▶ [TASK ITEM]: An acceptable response holds only the line containing "I added some" and every line after it to the end of the records, each reproduced exactly.

[Saved entries]
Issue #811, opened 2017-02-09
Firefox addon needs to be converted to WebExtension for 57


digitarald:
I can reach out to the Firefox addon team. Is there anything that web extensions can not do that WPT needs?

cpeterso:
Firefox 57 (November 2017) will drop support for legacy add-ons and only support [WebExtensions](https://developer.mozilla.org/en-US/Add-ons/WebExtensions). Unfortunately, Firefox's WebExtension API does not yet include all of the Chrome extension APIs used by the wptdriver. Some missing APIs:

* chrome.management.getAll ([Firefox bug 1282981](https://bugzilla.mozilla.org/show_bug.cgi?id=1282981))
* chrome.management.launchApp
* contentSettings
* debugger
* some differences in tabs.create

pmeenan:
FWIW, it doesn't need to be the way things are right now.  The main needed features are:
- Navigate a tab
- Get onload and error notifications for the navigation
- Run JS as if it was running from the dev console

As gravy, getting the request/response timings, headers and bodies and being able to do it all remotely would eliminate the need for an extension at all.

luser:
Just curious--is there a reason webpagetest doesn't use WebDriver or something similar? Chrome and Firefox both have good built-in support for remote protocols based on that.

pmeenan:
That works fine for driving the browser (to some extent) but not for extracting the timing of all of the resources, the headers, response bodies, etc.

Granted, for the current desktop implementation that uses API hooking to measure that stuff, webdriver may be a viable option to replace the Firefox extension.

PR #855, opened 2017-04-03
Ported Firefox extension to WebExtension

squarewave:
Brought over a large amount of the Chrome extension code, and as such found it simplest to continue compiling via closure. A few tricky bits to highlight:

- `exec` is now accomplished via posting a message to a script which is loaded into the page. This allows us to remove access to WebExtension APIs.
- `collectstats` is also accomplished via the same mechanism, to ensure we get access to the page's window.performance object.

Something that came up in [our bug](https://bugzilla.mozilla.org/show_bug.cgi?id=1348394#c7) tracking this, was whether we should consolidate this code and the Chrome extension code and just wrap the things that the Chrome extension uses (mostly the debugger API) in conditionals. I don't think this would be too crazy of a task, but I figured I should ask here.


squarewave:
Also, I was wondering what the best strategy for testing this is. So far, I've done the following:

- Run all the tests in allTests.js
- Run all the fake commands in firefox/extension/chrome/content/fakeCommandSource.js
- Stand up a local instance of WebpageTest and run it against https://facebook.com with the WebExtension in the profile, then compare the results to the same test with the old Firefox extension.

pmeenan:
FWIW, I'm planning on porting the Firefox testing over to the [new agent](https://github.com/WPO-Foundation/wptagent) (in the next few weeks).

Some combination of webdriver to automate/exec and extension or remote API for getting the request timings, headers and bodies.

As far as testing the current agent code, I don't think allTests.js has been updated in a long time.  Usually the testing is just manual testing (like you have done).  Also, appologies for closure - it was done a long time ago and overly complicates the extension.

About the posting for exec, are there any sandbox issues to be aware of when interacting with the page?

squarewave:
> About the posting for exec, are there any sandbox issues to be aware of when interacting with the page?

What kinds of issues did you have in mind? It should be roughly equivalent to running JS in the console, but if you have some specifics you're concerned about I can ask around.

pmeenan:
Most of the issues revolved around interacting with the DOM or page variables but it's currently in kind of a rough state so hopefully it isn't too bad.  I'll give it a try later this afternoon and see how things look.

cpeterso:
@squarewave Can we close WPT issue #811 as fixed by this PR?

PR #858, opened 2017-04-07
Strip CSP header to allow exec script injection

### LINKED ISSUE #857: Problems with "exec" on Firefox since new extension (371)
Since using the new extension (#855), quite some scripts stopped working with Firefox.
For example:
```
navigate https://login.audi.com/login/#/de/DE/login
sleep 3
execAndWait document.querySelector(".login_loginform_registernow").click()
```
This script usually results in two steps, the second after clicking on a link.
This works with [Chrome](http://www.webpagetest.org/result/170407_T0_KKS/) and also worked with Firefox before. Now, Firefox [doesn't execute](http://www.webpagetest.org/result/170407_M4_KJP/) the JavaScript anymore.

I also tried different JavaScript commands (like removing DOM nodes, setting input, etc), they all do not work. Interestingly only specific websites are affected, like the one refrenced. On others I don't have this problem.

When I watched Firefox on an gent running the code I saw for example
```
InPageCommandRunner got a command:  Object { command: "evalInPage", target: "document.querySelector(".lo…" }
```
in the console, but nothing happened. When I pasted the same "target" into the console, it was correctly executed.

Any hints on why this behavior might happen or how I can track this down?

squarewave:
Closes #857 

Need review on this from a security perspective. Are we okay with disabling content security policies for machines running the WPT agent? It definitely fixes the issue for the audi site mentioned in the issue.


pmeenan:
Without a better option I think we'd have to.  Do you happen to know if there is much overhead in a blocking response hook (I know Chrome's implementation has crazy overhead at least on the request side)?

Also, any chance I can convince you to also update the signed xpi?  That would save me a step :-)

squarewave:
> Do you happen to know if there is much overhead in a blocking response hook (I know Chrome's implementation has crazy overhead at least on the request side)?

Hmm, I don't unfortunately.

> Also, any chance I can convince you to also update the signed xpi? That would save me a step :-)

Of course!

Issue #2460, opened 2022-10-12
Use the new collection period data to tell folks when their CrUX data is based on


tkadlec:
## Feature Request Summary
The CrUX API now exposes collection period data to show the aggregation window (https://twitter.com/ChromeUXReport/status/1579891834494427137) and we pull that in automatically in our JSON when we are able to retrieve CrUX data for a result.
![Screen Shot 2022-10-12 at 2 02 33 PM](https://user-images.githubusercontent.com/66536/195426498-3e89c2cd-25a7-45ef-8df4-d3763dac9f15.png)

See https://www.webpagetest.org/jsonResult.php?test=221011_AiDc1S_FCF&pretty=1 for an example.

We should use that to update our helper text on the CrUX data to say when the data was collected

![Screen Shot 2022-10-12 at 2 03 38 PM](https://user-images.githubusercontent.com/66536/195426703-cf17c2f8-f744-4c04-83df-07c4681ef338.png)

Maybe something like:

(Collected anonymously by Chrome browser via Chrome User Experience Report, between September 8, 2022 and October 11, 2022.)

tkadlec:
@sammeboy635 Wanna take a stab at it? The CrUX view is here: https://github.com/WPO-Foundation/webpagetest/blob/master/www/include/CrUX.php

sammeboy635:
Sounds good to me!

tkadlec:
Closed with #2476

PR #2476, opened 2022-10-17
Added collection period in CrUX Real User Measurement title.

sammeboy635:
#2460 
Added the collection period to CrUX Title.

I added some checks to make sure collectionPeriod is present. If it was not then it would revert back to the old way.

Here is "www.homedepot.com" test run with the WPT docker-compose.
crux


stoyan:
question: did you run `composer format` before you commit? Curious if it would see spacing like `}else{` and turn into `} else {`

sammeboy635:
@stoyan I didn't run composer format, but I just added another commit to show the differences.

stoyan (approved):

▶ [OUTPUT]:
I added some checks to make sure collectionPeriod is present. If it was not then it would revert back to the old way.

Here is "www.homedepot.com" test run with the WPT docker-compose.
crux


stoyan:
question: did you run `composer format` before you commit? Curious if it would see spacing like `}else{` and turn into `} else {`

sammeboy635:
@stoyan I didn't run composer format, but I just added another commit to show the differences.

stoyan (approved):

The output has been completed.